Task description: Every line of the data is to be transcribed as it stands.

Extracted data:
PR #7936, opened 2021-04-11
Fix handling actions from NotationPaintView context menu

cbjeukendrup:
The `handleAction` method got lost in commit 42ce82d0e5e58d90f552f47c92abf6bebe609222. Now it's back.

@Eism Did you remove it on purpose or had you just missed that it was still used in NotationView.qml?


Eism:
Yes, it is my fault :)

PR #7938, opened 2021-04-12
318949 notationcontextinspector

Rice-Puddn:
Resolves: https://musescore.org/en/node/318949

Added the "inspector" item to the notation right-click context menu to make it more rapidly accessible. 


RomanPudashkin:
@Tantacrul please, check this

Tantacrul:
I don't think this is a solid enough solution. If we are going to do that, we should be consistent.

So: in the context menu, there should be an option called 'View' which contains all the panels (Palettes, Inspector, Instruments, etc.). There should be a 'tick' next to ones that are currently open.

Response below:
PR #7936, opened 2021-04-11
Fix handling actions from NotationPaintView context menu

cbjeukendrup:
The `handleAction` method got lost in commit 42ce82d0e5e58d90f552f47c92abf6bebe609222. Now it's back.

@Eism Did you remove it on purpose or had you just missed that it was still used in NotationView.qml?


Eism:
Yes, it is my fault :)

PR #7938, opened 2021-04-12
318949 notationcontextinspector

Rice-Puddn:
Resolves: https://musescore.org/en/node/318949

Added the "inspector" item to the notation right-click context menu to make it more rapidly accessible. 


RomanPudashkin:
@Tantacrul please, check this

Tantacrul:
I don't think this is a solid enough solution. If we are going to do that, we should be consistent.

So: in the context menu, there should be an option called 'View' which contains all the panels (Palettes, Inspector, Instruments, etc.). There should be a 'tick' next to ones that are currently open.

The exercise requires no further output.